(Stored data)

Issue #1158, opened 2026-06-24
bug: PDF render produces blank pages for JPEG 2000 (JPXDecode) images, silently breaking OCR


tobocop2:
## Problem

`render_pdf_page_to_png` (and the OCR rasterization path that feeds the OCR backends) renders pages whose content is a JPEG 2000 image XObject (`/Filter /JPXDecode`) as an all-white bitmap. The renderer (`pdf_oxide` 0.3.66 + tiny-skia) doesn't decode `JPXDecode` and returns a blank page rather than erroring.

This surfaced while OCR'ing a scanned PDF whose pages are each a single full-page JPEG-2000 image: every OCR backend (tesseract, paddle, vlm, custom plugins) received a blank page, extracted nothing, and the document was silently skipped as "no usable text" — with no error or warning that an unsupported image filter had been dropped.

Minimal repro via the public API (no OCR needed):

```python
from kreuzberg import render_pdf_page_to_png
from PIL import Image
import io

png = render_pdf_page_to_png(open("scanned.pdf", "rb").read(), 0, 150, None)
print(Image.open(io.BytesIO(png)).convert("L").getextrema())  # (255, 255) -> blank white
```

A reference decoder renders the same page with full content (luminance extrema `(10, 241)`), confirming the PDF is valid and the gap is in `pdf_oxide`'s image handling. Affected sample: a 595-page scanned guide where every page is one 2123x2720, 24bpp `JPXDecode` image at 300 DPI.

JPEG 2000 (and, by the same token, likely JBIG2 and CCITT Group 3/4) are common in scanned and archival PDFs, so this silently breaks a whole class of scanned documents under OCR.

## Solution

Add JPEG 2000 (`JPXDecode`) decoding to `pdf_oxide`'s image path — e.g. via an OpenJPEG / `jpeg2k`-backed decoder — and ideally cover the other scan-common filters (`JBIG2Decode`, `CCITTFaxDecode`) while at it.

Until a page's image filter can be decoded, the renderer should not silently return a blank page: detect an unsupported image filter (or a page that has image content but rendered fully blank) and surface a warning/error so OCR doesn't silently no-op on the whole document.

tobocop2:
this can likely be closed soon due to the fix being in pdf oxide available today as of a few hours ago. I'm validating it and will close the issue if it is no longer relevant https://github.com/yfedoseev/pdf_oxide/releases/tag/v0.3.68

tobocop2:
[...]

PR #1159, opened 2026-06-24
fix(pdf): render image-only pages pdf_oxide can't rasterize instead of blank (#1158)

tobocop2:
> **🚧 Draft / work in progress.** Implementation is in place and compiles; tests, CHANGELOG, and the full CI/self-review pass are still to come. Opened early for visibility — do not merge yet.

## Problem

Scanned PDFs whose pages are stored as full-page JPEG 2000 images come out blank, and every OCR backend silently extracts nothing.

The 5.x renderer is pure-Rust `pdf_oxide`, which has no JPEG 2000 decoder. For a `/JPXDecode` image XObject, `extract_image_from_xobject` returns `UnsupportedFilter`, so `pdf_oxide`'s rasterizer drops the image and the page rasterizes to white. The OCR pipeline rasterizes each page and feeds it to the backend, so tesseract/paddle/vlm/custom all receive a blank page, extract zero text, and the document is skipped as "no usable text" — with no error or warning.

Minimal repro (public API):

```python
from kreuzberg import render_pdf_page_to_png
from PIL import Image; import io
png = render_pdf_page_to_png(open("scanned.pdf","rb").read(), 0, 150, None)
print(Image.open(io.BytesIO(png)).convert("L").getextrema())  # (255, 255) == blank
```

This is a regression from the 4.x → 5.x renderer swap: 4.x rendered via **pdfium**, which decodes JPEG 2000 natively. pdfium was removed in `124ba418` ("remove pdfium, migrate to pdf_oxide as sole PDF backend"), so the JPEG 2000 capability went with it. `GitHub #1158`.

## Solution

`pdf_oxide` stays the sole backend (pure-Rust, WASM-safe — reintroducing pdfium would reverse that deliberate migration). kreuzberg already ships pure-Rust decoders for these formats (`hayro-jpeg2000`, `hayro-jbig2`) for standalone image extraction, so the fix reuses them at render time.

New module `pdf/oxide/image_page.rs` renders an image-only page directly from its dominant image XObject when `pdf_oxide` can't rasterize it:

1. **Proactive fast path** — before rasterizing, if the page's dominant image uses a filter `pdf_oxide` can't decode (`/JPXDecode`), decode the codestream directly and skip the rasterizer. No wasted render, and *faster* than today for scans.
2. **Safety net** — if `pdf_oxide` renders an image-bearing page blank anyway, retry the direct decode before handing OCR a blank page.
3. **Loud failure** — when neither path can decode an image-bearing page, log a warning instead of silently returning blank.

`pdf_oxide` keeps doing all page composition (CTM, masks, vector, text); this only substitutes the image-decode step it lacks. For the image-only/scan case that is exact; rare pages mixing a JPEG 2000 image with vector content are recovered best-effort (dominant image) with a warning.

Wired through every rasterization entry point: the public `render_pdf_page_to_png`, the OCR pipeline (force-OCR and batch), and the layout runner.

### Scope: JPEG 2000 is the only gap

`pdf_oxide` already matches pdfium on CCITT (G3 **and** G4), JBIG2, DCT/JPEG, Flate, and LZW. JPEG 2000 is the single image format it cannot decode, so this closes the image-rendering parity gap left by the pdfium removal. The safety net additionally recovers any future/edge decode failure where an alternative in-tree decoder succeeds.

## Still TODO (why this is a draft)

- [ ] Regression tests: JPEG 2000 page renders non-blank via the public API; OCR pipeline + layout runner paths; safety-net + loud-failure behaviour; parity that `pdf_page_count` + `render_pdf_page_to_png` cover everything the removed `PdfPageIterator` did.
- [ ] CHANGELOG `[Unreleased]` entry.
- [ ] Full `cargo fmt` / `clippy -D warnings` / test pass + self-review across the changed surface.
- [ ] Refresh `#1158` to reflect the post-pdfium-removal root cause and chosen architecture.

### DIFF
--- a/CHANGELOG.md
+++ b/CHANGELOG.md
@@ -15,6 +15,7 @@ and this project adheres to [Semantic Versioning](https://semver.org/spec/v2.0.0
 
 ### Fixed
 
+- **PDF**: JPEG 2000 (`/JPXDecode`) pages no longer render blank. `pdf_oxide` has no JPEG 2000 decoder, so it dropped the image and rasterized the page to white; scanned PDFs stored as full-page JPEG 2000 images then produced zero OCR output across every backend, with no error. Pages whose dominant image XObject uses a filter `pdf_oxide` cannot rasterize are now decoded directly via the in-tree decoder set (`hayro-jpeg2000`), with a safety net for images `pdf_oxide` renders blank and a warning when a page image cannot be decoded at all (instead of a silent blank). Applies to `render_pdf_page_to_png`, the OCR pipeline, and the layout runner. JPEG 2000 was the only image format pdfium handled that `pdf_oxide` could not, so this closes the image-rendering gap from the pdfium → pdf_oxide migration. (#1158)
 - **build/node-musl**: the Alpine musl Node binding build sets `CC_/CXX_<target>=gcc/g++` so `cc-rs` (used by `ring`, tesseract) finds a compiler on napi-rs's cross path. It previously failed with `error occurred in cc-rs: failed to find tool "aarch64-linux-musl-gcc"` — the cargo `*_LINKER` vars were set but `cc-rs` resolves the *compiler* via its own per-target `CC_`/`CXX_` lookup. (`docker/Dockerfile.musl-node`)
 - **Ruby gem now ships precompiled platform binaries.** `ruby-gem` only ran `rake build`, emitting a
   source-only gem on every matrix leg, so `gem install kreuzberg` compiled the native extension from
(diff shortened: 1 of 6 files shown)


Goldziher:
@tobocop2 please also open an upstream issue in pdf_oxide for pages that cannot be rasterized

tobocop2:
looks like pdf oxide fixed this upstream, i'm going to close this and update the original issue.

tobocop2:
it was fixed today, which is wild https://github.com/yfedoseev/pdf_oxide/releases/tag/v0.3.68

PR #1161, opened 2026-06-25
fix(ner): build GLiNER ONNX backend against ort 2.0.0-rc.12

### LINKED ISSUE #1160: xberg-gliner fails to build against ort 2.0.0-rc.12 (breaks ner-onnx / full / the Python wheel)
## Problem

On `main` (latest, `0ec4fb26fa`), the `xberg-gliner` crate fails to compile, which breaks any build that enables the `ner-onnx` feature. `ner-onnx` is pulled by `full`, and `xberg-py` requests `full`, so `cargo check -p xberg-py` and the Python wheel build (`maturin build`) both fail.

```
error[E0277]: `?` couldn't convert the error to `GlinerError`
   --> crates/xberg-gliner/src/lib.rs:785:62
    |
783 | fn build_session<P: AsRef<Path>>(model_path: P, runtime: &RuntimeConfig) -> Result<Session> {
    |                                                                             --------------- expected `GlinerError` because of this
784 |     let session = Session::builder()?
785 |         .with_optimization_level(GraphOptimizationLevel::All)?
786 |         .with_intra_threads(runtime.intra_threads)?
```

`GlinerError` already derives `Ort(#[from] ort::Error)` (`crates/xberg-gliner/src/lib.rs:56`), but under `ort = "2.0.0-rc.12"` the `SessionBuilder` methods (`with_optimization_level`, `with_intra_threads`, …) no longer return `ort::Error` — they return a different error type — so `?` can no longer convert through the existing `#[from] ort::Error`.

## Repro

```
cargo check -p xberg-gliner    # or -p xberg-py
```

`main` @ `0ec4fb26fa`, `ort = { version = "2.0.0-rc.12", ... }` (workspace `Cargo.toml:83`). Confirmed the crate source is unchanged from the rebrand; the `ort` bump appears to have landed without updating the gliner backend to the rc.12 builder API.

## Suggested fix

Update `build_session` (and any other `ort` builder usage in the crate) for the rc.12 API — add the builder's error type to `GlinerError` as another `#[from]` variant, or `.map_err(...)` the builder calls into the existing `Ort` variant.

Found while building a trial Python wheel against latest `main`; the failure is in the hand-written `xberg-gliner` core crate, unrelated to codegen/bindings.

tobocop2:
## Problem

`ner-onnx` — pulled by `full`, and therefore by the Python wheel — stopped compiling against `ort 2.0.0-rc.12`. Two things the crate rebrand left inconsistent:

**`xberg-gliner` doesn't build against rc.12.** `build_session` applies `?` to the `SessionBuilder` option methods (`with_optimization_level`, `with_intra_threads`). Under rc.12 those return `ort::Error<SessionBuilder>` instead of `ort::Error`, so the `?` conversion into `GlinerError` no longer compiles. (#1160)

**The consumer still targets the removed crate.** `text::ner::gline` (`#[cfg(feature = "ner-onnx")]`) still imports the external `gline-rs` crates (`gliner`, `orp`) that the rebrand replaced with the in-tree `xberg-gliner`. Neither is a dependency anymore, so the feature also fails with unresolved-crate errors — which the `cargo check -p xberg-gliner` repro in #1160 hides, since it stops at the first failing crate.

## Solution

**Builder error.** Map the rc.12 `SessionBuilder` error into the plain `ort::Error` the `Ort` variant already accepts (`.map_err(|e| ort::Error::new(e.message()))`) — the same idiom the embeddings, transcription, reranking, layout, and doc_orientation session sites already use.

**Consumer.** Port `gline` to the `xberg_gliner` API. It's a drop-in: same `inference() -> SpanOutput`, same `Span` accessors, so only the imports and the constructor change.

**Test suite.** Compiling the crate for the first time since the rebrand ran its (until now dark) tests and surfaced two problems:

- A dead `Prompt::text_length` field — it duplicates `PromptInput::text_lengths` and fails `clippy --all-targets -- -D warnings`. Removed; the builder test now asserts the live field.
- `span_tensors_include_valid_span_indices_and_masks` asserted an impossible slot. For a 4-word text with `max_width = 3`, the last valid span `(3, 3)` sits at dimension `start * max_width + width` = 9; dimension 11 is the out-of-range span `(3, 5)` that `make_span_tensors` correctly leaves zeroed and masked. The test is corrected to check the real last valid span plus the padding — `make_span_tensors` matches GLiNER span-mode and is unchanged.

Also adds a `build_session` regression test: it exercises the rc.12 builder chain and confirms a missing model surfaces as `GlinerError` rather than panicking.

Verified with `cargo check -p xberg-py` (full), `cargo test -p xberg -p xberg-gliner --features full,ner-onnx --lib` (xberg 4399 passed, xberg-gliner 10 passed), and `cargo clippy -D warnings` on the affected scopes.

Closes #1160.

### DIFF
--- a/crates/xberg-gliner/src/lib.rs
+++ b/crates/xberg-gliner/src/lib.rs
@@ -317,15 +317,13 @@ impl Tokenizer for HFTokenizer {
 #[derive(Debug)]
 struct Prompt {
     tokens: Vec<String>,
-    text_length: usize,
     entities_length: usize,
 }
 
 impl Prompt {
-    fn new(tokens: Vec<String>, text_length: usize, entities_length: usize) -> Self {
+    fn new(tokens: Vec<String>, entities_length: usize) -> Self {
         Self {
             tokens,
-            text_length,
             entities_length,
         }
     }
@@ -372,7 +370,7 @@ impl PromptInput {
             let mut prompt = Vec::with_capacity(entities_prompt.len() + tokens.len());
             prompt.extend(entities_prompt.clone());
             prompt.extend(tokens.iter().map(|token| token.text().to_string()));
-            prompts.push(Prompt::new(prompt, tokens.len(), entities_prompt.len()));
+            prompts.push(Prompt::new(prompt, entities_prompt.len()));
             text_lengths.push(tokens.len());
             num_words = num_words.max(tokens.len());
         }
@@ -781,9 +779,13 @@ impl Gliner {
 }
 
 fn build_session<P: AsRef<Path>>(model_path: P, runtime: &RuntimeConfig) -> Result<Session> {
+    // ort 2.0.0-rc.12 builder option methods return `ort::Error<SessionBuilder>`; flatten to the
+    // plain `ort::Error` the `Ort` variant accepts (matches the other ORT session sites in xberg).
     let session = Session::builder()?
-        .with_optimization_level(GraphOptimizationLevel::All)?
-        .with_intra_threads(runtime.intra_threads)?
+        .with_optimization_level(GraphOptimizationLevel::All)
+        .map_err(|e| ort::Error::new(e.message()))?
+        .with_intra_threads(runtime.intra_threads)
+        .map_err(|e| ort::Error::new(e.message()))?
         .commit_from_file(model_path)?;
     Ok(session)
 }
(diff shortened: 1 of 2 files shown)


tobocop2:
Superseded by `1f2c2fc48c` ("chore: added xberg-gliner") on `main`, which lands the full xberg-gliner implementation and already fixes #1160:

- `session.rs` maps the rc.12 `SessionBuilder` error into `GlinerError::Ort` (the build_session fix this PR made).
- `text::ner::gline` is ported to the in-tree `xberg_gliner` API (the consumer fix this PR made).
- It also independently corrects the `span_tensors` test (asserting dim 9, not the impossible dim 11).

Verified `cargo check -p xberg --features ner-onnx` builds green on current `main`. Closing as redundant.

DIRECTIONS FOR THIS TASK:
Using the entries, return every line where the word "imports" can be found.

RESPONSE:
**The consumer still targets the removed crate.** `text::ner::gline` (`#[cfg(feature = "ner-onnx")]`) still imports the external `gline-rs` crates (`gliner`, `orp`) that the rebrand replaced with the in-tree `xberg-gliner`. Neither is a dependency anymore, so the feature also fails with unresolved-crate errors — which the `cargo check -p xberg-gliner` repro in #1160 hides, since it stops at the first failing crate.
**Consumer.** Port `gline` to the `xberg_gliner` API. It's a drop-in: same `inference() -> SpanOutput`, same `Span` accessors, so only the imports and the constructor change.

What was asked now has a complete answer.